= Beginning of Section =
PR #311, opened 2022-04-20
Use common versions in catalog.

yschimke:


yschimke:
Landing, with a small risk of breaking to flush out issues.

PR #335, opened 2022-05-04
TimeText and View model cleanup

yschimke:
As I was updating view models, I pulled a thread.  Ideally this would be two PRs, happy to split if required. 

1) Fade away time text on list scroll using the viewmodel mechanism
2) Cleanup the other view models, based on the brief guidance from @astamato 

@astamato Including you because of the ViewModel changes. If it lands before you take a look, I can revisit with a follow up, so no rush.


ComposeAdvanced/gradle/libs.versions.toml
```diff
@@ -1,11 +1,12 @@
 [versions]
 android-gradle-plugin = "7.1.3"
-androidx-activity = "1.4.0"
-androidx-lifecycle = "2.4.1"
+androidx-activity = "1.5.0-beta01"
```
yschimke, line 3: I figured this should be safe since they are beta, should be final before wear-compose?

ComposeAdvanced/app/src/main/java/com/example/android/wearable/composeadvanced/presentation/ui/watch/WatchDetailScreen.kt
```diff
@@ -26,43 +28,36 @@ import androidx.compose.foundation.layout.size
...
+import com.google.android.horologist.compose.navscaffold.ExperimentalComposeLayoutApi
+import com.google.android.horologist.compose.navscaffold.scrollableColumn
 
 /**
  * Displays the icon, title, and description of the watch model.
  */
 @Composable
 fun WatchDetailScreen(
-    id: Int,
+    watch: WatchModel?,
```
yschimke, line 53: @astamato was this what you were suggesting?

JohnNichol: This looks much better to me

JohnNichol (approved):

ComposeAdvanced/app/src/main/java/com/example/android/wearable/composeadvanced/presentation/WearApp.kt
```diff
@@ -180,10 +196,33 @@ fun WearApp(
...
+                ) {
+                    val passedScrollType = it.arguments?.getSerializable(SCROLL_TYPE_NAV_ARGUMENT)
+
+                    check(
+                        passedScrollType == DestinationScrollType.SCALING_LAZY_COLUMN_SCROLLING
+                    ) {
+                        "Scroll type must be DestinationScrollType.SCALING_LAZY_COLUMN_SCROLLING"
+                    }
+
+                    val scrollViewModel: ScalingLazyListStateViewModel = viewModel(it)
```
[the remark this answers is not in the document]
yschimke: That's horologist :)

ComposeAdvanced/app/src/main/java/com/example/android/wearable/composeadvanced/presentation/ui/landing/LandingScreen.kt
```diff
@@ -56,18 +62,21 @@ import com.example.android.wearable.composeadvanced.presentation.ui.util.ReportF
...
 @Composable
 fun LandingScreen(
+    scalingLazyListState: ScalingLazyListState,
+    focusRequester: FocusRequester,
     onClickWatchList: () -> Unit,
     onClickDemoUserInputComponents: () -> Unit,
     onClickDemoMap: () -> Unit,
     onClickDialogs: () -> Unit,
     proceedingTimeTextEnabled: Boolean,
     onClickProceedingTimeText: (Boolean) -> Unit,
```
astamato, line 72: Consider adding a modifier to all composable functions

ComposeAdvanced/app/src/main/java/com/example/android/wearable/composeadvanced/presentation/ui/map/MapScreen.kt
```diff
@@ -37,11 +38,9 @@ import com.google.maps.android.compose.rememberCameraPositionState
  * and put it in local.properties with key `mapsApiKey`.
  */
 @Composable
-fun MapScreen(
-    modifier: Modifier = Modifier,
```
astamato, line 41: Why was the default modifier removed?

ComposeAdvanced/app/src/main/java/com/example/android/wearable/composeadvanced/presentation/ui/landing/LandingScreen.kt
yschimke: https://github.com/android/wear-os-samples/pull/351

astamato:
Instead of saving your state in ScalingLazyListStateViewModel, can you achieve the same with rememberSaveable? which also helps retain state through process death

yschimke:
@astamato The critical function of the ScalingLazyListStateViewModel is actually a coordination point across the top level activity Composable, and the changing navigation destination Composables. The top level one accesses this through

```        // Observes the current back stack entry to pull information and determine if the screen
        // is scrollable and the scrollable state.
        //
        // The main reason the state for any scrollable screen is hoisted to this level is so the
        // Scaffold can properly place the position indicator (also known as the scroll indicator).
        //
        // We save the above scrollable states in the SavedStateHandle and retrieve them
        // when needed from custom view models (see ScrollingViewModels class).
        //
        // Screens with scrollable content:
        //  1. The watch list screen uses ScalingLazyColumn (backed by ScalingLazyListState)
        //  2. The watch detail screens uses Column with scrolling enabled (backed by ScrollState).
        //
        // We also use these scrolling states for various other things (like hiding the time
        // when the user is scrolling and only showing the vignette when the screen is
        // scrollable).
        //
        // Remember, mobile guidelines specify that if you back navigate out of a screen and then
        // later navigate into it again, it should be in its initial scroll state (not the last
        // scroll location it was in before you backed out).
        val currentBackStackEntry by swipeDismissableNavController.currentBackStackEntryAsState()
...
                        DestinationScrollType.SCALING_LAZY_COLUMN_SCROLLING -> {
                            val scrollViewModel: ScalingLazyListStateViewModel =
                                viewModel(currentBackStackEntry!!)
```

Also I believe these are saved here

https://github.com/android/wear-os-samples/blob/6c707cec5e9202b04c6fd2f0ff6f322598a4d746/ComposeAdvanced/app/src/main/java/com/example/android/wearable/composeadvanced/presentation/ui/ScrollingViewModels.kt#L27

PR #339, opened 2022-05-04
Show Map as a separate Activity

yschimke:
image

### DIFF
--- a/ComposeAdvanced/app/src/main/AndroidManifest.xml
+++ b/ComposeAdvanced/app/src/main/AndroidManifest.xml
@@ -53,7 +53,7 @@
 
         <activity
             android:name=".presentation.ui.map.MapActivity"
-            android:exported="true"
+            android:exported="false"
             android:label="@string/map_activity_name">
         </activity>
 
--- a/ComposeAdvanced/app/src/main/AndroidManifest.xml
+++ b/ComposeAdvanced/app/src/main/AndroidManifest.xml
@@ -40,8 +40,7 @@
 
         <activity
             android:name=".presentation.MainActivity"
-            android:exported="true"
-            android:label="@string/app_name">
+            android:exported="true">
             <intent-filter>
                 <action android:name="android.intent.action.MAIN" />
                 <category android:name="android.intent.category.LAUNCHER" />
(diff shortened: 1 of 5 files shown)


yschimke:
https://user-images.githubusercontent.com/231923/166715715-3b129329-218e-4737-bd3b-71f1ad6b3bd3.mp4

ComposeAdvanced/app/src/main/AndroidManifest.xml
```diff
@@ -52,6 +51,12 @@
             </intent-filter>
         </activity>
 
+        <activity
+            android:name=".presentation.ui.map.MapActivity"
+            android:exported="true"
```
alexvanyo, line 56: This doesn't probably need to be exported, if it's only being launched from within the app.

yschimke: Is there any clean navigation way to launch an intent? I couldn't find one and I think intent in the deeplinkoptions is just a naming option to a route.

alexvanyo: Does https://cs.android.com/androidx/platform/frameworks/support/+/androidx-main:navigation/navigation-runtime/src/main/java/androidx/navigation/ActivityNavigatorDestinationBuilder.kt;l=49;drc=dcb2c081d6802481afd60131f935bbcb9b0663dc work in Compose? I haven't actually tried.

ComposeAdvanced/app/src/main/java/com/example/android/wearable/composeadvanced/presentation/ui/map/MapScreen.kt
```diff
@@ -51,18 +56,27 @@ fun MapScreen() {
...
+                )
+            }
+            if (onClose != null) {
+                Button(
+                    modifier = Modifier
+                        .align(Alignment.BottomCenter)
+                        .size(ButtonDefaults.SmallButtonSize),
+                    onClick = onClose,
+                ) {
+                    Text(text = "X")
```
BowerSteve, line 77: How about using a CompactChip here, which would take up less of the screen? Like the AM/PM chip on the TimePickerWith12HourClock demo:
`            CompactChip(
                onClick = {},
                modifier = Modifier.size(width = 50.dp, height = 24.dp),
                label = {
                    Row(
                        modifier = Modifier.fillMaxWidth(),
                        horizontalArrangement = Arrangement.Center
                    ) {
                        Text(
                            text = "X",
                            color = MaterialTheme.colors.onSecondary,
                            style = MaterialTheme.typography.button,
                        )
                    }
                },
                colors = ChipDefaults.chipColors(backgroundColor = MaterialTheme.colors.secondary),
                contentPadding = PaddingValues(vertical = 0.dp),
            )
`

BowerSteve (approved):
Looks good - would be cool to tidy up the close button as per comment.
= End of Section =
PROBLEM TO WORK ON ->
Find the lines above holding the word "CompactChip" and show them.

FINISHED EXERCISE ->
BowerSteve, line 77: How about using a CompactChip here, which would take up less of the screen? Like the AM/PM chip on the TimePickerWith12HourClock demo:
`            CompactChip(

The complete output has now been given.